Editor's note: I'm working with Campari America to interview and feature some very cool, very talented LGBTQ players in the cocktail and spirits world in celebration of Pride Month. JR
Bartender Alex Negranza has a fairly outsized passion for Negronis--his Instagram handle and nickname is A_Negroni, and he spearheads Negroni Week in Houston where he works at Anvil Bar & Refuge. He's also the Global Brand Ambassador for Scrappy's Bitters. The guy doesn't seem to need to sleep. I spoke with Alex via Skype as a late afternoon storm system moved into Houston. Alex sipped an Americano as we chatted, while back in Long Island City I had a nice lean rye & soda. Alex took me through his journey from barista to bartender and broke down his obsession with negronis, his go-to airport bar order, and a recent tattoo of one of his favorite drinks.
Photo: Sam Landrum
JR: So you're ramping up for Negroni Week?
AN: Yes, I've actually just been on the phone with our distributor and our local Campari rep and working on a really cool shirt design we're doing just for the Houston market as well as some limited edition screen prints. I've been working with a local artist/designer Matthew Tabor on commissioning a piece of art. It’ll be a hand pulled, screen printed homage to the Negroni- each of the 25 will be hand signed and numbered by the artist, they’re gorgeous. We've got the launch party coming up, and the Houston United States Bartender's Guild June meeting is being hosted by Campari here at Anvil, so we've got a lot going on.
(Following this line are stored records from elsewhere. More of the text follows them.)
PR #1048, opened 2020-12-15
CI: test geos-3.9.0 release; show other debug information

mwtoews:
The final release of geos-3.9.0 was just released, so use this in the Travis CI test matrix. (We'll likely transition this to Github Actions at some point).

Other things:
- The `pytest>=3.8` command just redirect output to a `=3.8` file; the `--upgrade` flag should do the right thing.
- Testing with the GEOS master branch builds speedups, but they don't appear to work, so add a bit more debugging info. If it looks like an easy fix, then I'll add it here.
- No features from GEOS 3.9.0 are implemented yet, but are next up to investigate and discuss.

### DIFF
--- a/.travis.yml
+++ b/.travis.yml
@@ -70,17 +70,17 @@ matrix:
         NUMPY=0
     - python: "3.9"
       env:
-        GEOS_VERSION="3.9.0beta2"
+        GEOS_VERSION="3.9.0"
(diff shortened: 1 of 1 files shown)


jorisvandenbossche (approved):

mwtoews:
Superseded by #1076

PR #1052, opened 2020-12-16
Clean-up impl: remove impl.py + all helper classes

jorisvandenbossche:


jorisvandenbossche:
One question: the `shapely.iterops` module provided a set of functions for predicates that could filter an iterable of geometries. Which is something that has no direct replacement.  
As far as I know this was not documented, but it was tested (see removed test file), so: is this something we want to explicitly deprecate in Shapely 1.8? (I can still do that on the master branch, no problem) Or does somebody want to keep this functionality? (we could easily reimplement the function with plain shapely geometry methods)

sgillies:
@jorisvandenbossche the objects in the iterops module could be reimplemented by composing existing Python functions and shapely methods, it's true. I'm :+1: on removing it.

sgillies (approved):

jorisvandenbossche:
@sgillies so

jorisvandenbossche:
@sgillies so the `shapely.iterops` module will be removed in shapely 2.0, but I can still add explicit deprecation warnings for shapely 1.8 about it?

jorisvandenbossche:
It's easy to deprecate, so nice for users to just warn about it -> https://github.com/Toblerity/Shapely/pull/1063

PR #434, opened 2018-06-26
Feature/add gource

adamking:
Add gource video and compile/upload on push to dev

### DIFF
--- a/.drone.yml
+++ b/.drone.yml
@@ -122,6 +122,7 @@ pipeline:
 
 
   build-artifacts:
+    group: build-artifacts
     image: kowalatech/go:1.0.3
     environment:
       - DOCKER_HOST=tcp://docker:2375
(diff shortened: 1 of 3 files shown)


.drone.yml
```diff
@@ -107,6 +107,28 @@ pipeline:
       event: [push, tag]
       branch: [dev]
 
+  compile-gource-video:
```
yourheropaul: Could you put this in a group (along with `build-artefacts`) so that is builds in parallel?

.drone.yml
```diff
@@ -107,6 +107,28 @@ pipeline:
...
+    repo: kowalatech/kcoin
+    secrets: [ docker_username, docker_password ]
+    dockerfile: gource/Dockerfile
+    commands:
+      - make gource-video
+    when:
+      branch: [dev]
+      event: [push]
+
+  upload-gource-mp4-to-s3:
```
yourheropaul: Could you put this in a group with the other s3 deployment pipeline?

gource/.gitignore
```diff
@@ -0,0 +1,2 @@
+results/*
```
yourheropaul: These may as well go in the master .gitignore in the root

.drone.yml
```diff
@@ -107,6 +107,28 @@ pipeline:
       event: [push, tag]
       branch: [dev]
 
+  compile-gource-video:
+    repo: kowalatech/kcoin
+    secrets: [ docker_username, docker_password ]
+    dockerfile: gource/Dockerfile
```
yourheropaul: The pipeline will need an `image:` tag, which is why the CI is complaining. To make it work, we need a docker image on DockerHub. If there isn't one already, then the gource/Dockerfile should be split out to a different repo and pushed to dockerhub on commit.

.drone.yml
```diff
@@ -107,6 +107,28 @@ pipeline:
...
+    commands:
+      - make gource-video
```
yourheropaul: This make task uses docker, which isn't necessary when the pipeline uses a gource docker image. I guess there needs to be a new make task that just runs `gource`, and assumed that everything is installed to make that happen (which should be the case because it will run inside an appropriate docker image in the CI).

PR #443, opened 2018-06-27
fetch vendor in the dockerfile

acroca:
Build was failing because vendor wasn't fetched. This makes the dockerfile fetch all vendor source.


acroca:
I have to leave now, please approve and merge for me, it'll fix the build

Issue #490, opened 2018-07-06
[netstats and explorer] Include new stats


yourheropaul:
Now that we have improved stats coverage, we should include it in the right places.

yourheropaul:
+    MinDeposit     *big.Int `json:"minDeposit"`
+    ValidatorCount *big.Int `json:"validatorCount"`
+    MaxValidators  *big.Int `json:"maxValidators"`
+    OracleCount    *big.Int `json:"oracleCount"`
+    CurrencyPrice  *big.Int `json:"currencyPrice"`

PR #511, opened 2018-07-10
Netstats

### LINKED ISSUE #462: [monorepo] Netstats
https://github.com/kowala-tech/kUSD-netstats

@acroca

yourheropaul:
Caveats:

- We currently don't know the total number of registered ~validators~ oracles
- We currently don't know the stability fee
- I've restructured the stats output from the client, so we'll have to restart the network for the new stats to take effect

Closes #462


rgeraldes:
"We currently don't know the total number of registered validators" - By active I was thinking about the ones that submitted the price, and by registered it's the value that we are providing which is the list of registered oracles of the contract.

yourheropaul:
I meant 'oracles' above, not 'validators'. The contract bindings and the stat paylods don't currently contain that information, so I didn't include it in the netstats. Issue #490 addresses this problem.

PR #518, opened 2018-07-12
Put e2e logs on S3

acroca:
When a build fails, it will send the e2e logs to S3. I set the verbosity to 6 for a more extensive logs with the risk of being too noisy.


acroca:
@JekaMas you need access to our S3 account

jmatosp:
@acroca did you had a look into shipping to our log aggregate?

acroca:
Maybe we should, I was looking at the logs of the build and using S3 is not very convenient.

yourheropaul:
Shipping to logz.io might be easier

acroca:
Do you guys mind shiping this first and move to something else later? It'll help fixing the current random erros

PR #545, opened 2018-07-13
client/knode/genesis: pre-funded the oracle's account - test network

rgeraldes:


yourheropaul:
@rgeraldes There are broken unit tests in this PR.

PR #565, opened 2018-07-18
feature/super node status

rgeraldes:
- super node status logic (added config parameter: superNodeAmount)
- oracleMgr: included registration modifier - verifies if the user is a super node
- turned the test network genesis validator into a super node (6000000 deposit)
- included tests (based on the go bindings)


yourheropaul:
The unit tests are failing on this. They're failing so hard that the CI isn't tell us.

PR #569, opened 2018-07-19
test for genesis block generated

jmatosp:
Test without panic on genesis block generated


client/knode/genesis/generator_test.go
```diff
@@ -3,16 +3,19 @@ package genesis
...
 	"testing"
+	"github.com/stretchr/testify/require"
 )
 
 func TestGenerateIsDeterministic(t *testing.T) {
 	options := Networks["kusd"][MainNetwork]
 
 	generatedGenesis, err := Generate(options)
 	assert.NoError(t, err)
+	require.NotNil(t, generatedGenesis)
```
acroca: Shouldn't the `Generate` return an actual object if there's no error?

jmatosp: this would test exactly that, but i guess I can require on the NoError instead

acroca: yup, that's what I thought. It's fine to have this doublechecked though...

PR #586, opened 2018-07-24
Added proxy contracts

JuliusBrain:
A short summary.

Important changes:

Mandatory:
- [x] Added documentation.

Closes #


client/contracts/truffle/contracts/kns/KNSRegistry.sol
```diff
@@ -1,10 +1,12 @@
 pragma solidity 0.4.24;
 
 import "./KNS.sol";
+import "../proxy/Initializable.sol";
+
 /**
  * The KNS registry contract.
  */
-contract KNSRegistry is KNS {
+contract KNSRegistry is KNS, Initializable {
```
jgimeno: If we have the V1 that supports proxy we can remove this one?

client/contracts/truffle/contracts/kns/KNSRegistryV1.sol
```diff
@@ -0,0 +1,108 @@
...
+    // Permits modifications only by the owner of the specified node.
+    modifier only_owner(bytes32 node) {
+        require(records[node].owner == msg.sender);
+        _;
+    }
+
+    /**
+     * @dev Constructs a new KNS registrar.
+     */
+    constructor() public {
```
jgimeno: Same here, is it needed the normal constructor?

jgimeno: Now I see that some of this contracts are needed for the only purpose of testing, can it be?

client/contracts/truffle/contracts/kns/PublicResolver.sol
```diff
@@ -57,6 +58,14 @@ contract PublicResolver {
         kns = knsAddr;
     }
 
+    /**
+     * @dev initialize function for Proxy Pattern.
+     * @param knsAddr The address of the KNS registry.
+     */
+    function initialize(KNS knsAddr) isInitializer public {
```
jgimeno: Same with both constructor and initialize, do we need both or just initialize?

client/contracts/truffle/test/proxy/Proxy.test.js
```diff
@@ -0,0 +1,91 @@
...
+const FIFSRegistrar = artifacts.require('FIFSRegistrar.sol');
+const PublicResolver = artifacts.require('PublicResolver.sol');
+const ValidatorMgr = artifacts.require('ValidatorMgr.sol');
+// const DummyImplementation = artifacts.require('DummyImplementation');
+const UpgradeabilityProxy = artifacts.require('UpgradeabilityProxyFactory.sol');
+const AdminUpgradeabilityProxy = artifacts.require('AdminUpgradeabilityProxy.sol');
+const namehash = require('eth-ens-namehash');
+
+contract('Proxy Functionality', ([_, admin, owner, anotherAccount]) => {
+  // before(async () => {
```
jgimeno: Commented code can be removed I guess.

client/contracts/truffle/contracts/kns/KNSRegistry.sol
JuliusBrain: From my understanding we need this as the next contract may also be upgraded, so it need to be Initializable. I will test if only the original contract needs to be Initializable

client/contracts/truffle/contracts/kns/FIFSRegistrar.sol
```diff
@@ -25,6 +26,16 @@ contract FIFSRegistrar {
         rootNode = node;
     }
 
+    /**
+     * @dev initialize function for Proxy Pattern.
+     * @param knsAddr The address of the KNS registry.
+     * @param node The node that this registrar administers.
+     */
+    function initialize(KNS knsAddr, bytes32 node) isInitializer public {
```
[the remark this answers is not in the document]
JuliusBrain: I tried removing constructor but got error "VM Error, transaction revert". After rest of the work is done, I will get back to this.

client/contracts/truffle/test/proxy/Proxy.test.js
JuliusBrain: Yes :)

client/contracts/truffle/contracts/kns/FIFSRegistrar.sol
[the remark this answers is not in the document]
jgimeno: oh! Good to know!

yourheropaul:
@jgimeno the generation process was recently updated, which may be a cause of the difference. You could diff the generated go files. I don't think it matters so much though

yourheropaul:
@JuliusBrain Would you please make the CI run the truffle tests? I don't think of of them are included at the moment, so we don't have regression protection.

PR #597, opened 2018-07-30
Put commit and tag binary releases in folders

acroca:
For a cleaner S3 folder structure, puts commit and tag releases in folders.
The stable and unstable releases don't change, so all links pointing to them will still work.


yourheropaul:
That's an improvement. I'm going to merge it.

PR #606, opened 2018-08-01
Initial licenses

### LINKED ISSUE #605: Add License to the smart contracts
### _Type_:
Issue

We are missing licence files for our smart contracts. Some contracts, like KNS, are based on different contracts and needs to inherit their licence.

### _Priority_:
Medium

  * High = We should stop anything we are doing and do this.
If you're writing this calmly, you should probably choose another option.
If it's really that urgent, please make sure we read this.
  * Medium = It's important that we do this within a few days.
  * Low = We will consider this on our next sprint planning.

(Please be aware that your priority may not match ours, we'll use this as guidance only).

JuliusBrain:
A short summary.
Licensing for smart contracts

Important changes:

Mandatory:
- [x] Added documentation.

Closes #605


yourheropaul:
Quoth John:

>This looks really good. I would change `Users cannot use the contract or modified version of it in another blockchain` to `Users cannot use the source or a modified version of it in blockchain other than kUSD Mainnet`

PR #741, opened 2018-09-13
Autostart binary after selfupdate

jmatosp:


client/version/self_update.go
```diff
@@ -48,16 +49,16 @@ func (su *SelfUpdater) Run() {
...
+	if err != nil {
+		su.logger.Error("Error stopping node", "err", err)
+	}
 	debug.Exit()
+	os.Exit(131)
 }
 
 func randomTo60SecDelay() {
-	randomTo60 := time.Duration(randomIntInRange(1, 60) * int(time.Second))
+	randomTo60 := time.Duration(randomIntInRange(1, 10) * int(time.Second))
```
yourheropaul: Isn't that 10 seconds?

jmatosp: yeah, still working on it, just push so you can see if thats is a good way to restart the binary

yourheropaul: it seems like it will work, so sure, why not?  I'm not sure how to write a unit test for it, so I suppose we have to assume it will always do its job.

JR: So you're like the ringleader for Negroni Week there?
AN: Ringleader, cat herder, whatever you want to call it!
JR: It's funny, I always say about emailing for recipes or quotes from bartenders is like herding cats—drunk cats. Speaking of: what are you drinking
AN: An Americano. The Americano has been my go-to drink recently—as I've been visiting all these venues gearing up for Negroni Week, it’s a little easier to have a lower ABV Americano—can't always have a Negroni at each stop, this kind of limits my actual alcohol intake. And it's an appropriate cocktail—since it kind of started off the Negroni.
JR: I was on an epic travel bender last year, and I made a point of ordering Americanos as the first drink every time I got to a new town. And it's interesting the subtle variations you'll see from bar to bar, around the world.
AN: Did you have more people saying that they don't have coffee?
JR: It's about 30% of the time, if you don't specify “cocktail” you get a coffee.
Photo: Sam Landrum
JR: So where did you start your career in hospitality?
AN: I worked at a bunch of specialty coffee bars around Seattle.
JR: Isn't that compulsory in Seattle, doing a stint in a coffee shop?
AN: Exactly! It's actually what got me up to Seattle in the first place, and it definitely set me on a course for the bar world—I started working in bars while on a sabbatical from coffee industry and the sabbatical continues about six years later.